◆ Task to complete ◆
Lines from the entries below that hold "mjlangan" form the answer; copy all of them.

◆ Exercise data ◆
PR #382, opened 2023-03-28
Deprecate partner subdomain

stupendousC:
* Parent task = [Switch scholarphi to new public API endpoint #32158](https://github.com/allenai/scholar/issues/32158#top)
  * As seen in [comment/question](https://github.com/allenai/scholar/issues/32158#issuecomment-1456799584), we have 2 goals:
    * GOAL 1 = use the latest `graph/v1/` endpoint instead of legacy `v1/` endpoint
    * GOAL 2 = use the regular `api.semanticscholar.org` subdomain, instead of an optional `partner.semanticscholar.org` subdomain.
      * Question: before, users with `S2_PARTNER_API_TOKEN` env were calling the partner domain for higher rate limit.  Can we use the same token on the regular `api.semantic.org` subdomain?   
        * [Rodney says yes](https://github.com/allenai/scholar/issues/32158#issuecomment-1487492642).

* THIS PR is for the `chi-2021-demo` branch.
  * Goal 1 is already done in this PR: #377 
  * Goal 2 is the change we're making here.

-------
also plz ignore the branch name `gh35326_chi2021demo` where it referenced the wrong parent ticket lol

TESTING 👍 
------
* Deploy locally, then run pipeline on an example paper.  
  * Basically the same steps seen in IDEA 2C in this [ticket](https://github.com/allenai/scholarphi/pull/377))
  * **Do this WITHOUT a partner API key**, logs should show the same.
    * This is prob not necessary but I'm gonna test it out just in case. 
    * Yup, I see the same results as the reference ticket above! (The log starting with `>>>` is temporary and is not in PR)
    * Screen Shot 2023-03-29 at 12 19 38 PM
  * **Do this WITH a partner API key**, logs should show that it's being sent to the `api.semanticscholar.org` subdomain.
    * Lots of existing partner API keys available, I'm just going to borrow `[s2-partner-conference-api`](https://us-west-2.console.aws.amazon.com/apigateway/home?region=us-west-2#/api-keys/m6l2m75vif) for now. 
    * Yup, I see that it's no longer calling the partner subdomain!
    * Screen Shot 2023-03-29 at 12 23 46 PM
    * Looked at the `data-processing/data/citations.json` produced and it's legit!

### DIFF
--- a/api/src/s2-api.ts
+++ b/api/src/s2-api.ts
@@ -120,11 +120,7 @@ export function getPaperUncached(s2Id: string, apiKey?: string): AxiosPromise<Pa
   if (apiKey) {
     conf.headers['x-api-key'] = apiKey;
   }
-  const apiOrigin = (
-    apiKey
-      ? "https://partner.semanticscholar.org/v1"
-      : "https://api.semanticscholar.org/v1"
-  );
+  const apiOrigin = "https://api.semanticscholar.org/graph/v1";
 
   return axios.get<Paper>(`${apiOrigin}/paper/${s2Id}`, conf);
 }
--- a/api/src/s2-api.ts
+++ b/api/src/s2-api.ts
@@ -120,11 +120,7 @@ export function getPaperUncached(s2Id: string, apiKey?: string): AxiosPromise<Pa
   if (apiKey) {
     conf.headers['x-api-key'] = apiKey;
   }
-  const apiOrigin = (
-    apiKey
-      ? "https://partner.semanticscholar.org/v1"
-      : "https://api.semanticscholar.org/v1"
-  );
+  const apiOrigin = "https://api.semanticscholar.org/v1";
 
   return axios.get<Paper>(`${apiOrigin}/paper/${s2Id}`, conf);
 }
--- a/api/src/s2-api.ts
+++ b/api/src/s2-api.ts
@@ -120,7 +120,11 @@ export function getPaperUncached(s2Id: string, apiKey?: string): AxiosPromise<Pa
   if (apiKey) {
     conf.headers['x-api-key'] = apiKey;
   }
-  const apiOrigin = "https://api.semanticscholar.org/graph/v1";
+  const apiOrigin = (
+    apiKey
+      ? "https://partner.semanticscholar.org/v1"
+      : "https://api.semanticscholar.org/v1"
+  );
 
   return axios.get<Paper>(`${apiOrigin}/paper/${s2Id}`, conf);
 }
--- a/api/src/s2-api.ts
+++ b/api/src/s2-api.ts
@@ -120,7 +120,11 @@ export function getPaperUncached(s2Id: string, apiKey?: string): AxiosPromise<Pa
   if (apiKey) {
     conf.headers['x-api-key'] = apiKey;
   }
-  const apiOrigin = "https://api.semanticscholar.org/v1";
+  const apiOrigin = (
+    apiKey
+      ? "https://partner.semanticscholar.org/v1"
+      : "https://api.semanticscholar.org/v1"
+  );
 
   return axios.get<Paper>(`${apiOrigin}/paper/${s2Id}`, conf);
 }
--- a/data-processing/common/commands/fetch_s2_data.py
+++ b/data-processing/common/commands/fetch_s2_data.py
@@ -25,7 +25,7 @@ class S2ApiException(Exception):
 
 class S2ApiRateLimitingException(S2ApiException):
     """
-    Caller has been rate-limited by S2's Public/Partner API.
+    Caller has been rate-limited by S2's Public API.
     """
 
 class S2MetadataException(S2ApiException):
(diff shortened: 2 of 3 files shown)


api/src/s2-api.ts
```diff
@@ -120,11 +120,7 @@ export function getPaperUncached(s2Id: string, apiKey?: string): AxiosPromise<Pa
   if (apiKey) {
     conf.headers['x-api-key'] = apiKey;
   }
-  const apiOrigin = (
```
ca16, line 123: I wouldn't change anything in the `api` directory. I don't have a great idea of what goes on here, and we (reader data side) don't really maintain it - we just focus on the data-processing dir.

data-processing/common/commands/fetch_s2_data.py
```diff
@@ -59,7 +59,6 @@ def _mk_api_request(self, arxivId: ArxivId) -> requests.Response:
         headers = None
 
         if self._partner_api_token:
-            base_url = "partner.semanticscholar.org"
```
ca16, line 62: Don't we need to replace this with something?

ca16 (commented):
A couple of comments, but more broadly wondering about the plans for testing...

data-processing/common/commands/fetch_s2_data.py
stupendousC: no, it'll just stay as the regular "api.semanticscholar.org" on L58.

api/src/s2-api.ts
stupendousC: k, i'll revert this change!

stupendousC: OR... maybe @mjlangan can shed some light here?

mjlangan: No idea what that's used for.

stupendousC: Michael says:
Screen Shot 2023-03-28 at 3 20 45 PM

stupendousC:
Will absorb the totally cool code changes Sam suggested in PR #381 .  Will also not leave `s2-api.ts` alone after all since the `main` owners are cool with it, it's not like anyone actually uses it anyway, but it's probably best to keep both branches as consistent with each other as possible?

ca16:
If you're excited to do the api changes too, feel free! Two things about that:
1) I wonder if it would be better to do a separate PR for data-processing code, and a separate PR for api code? What do you think?
2) I don't think I'm equipped to review the api changes. Sounds like maybe it doesn't matter for this case given the review on the PR for main, and the fact that I'm not sure anyone uses the chi-2021-demo branch's api code, but just wanted to make sure that was clear...

ca16:
Oh also! Still wondering about the testing plan for the data-processing changes...

stupendousC:
> Oh also! Still wondering about the testing plan for the data-processing changes...

Yup, will get on that!  stay tuned

stupendousC:
> 1. I wonder if it would be better to do a separate PR for data-processing code, and a separate PR for api code? What do you think?
> 2. I don't think I'm equipped to review the api changes. Sounds like maybe it doesn't matter for this case given the review on the PR for main, and the fact that I'm not sure anyone uses the chi-2021-demo branch's api code, but just wanted to make sure that was clear...

hmmm yeah, I see what you're saying.  Ok i'll move the `s2-api.ts` changes to another PR so it'll be easier to figure out if anything goes wrong on the API side.

ca16 (commented):
Looking pretty good! Two more questions:
1. How does the output produced from your runs on this branch compare to output for the same paper produced from a run on the chi-2021-demo branch as it is rn?
2. Did running pytest go alright? (just a reminder there's also that TC job that will run it for you)

stupendousC:
> 1. How does the output produced from your runs on this branch compare to output for the same paper produced from a run on the chi-2021-demo branch as it is rn?
> 2. Did running pytest go alright? (just a reminder there's also that TC job that will run it for you)

| | Current `chi-2021-demo` branch  | This branch, WITH API key | This branch, WITHOUT API key |
| ------------- | ------------- | ------------- | ------------- |
| 1. compare resulting `citations.json` | 🎯  |match 👍   |match 👍   |
| 2A. `pytest`  | 🆗   | 🆗  | 🆗 |
| 2B. `pytest --all` locally | fail but 🆗 | fail but 🆗 | fail but 🆗 |
| 2C. `pytest --all` via [TC](http://s2build.inf.ai2/buildConfiguration/SemanticScholar_Contin_Data_ScholarphiCi/2386392) | 🆗  | WIP  | <-- |

* Comparing resulting `citations.json` is a slight headache, bc each obj therein may not be present in the exact same order.  
* 2B. `pytest --all` failed same 7 `definition` tests on here, but this is a known issue (as [previously seen](https://github.com/allenai/scholarphi/pull/377)), nothing to do with me.
* 2C.  Oops I went with the [wrong TC job](http://s2build.inf.ai2/buildConfiguration/SemanticScholar_SparkCluster_Timo_ScholarPhi_BuildNewScholarphiImage/2386250) at first. Thanks @ca16 !!

ca16 (approved):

◆ Answer area ◆
stupendousC: OR... maybe @mjlangan can shed some light here?
mjlangan: No idea what that's used for.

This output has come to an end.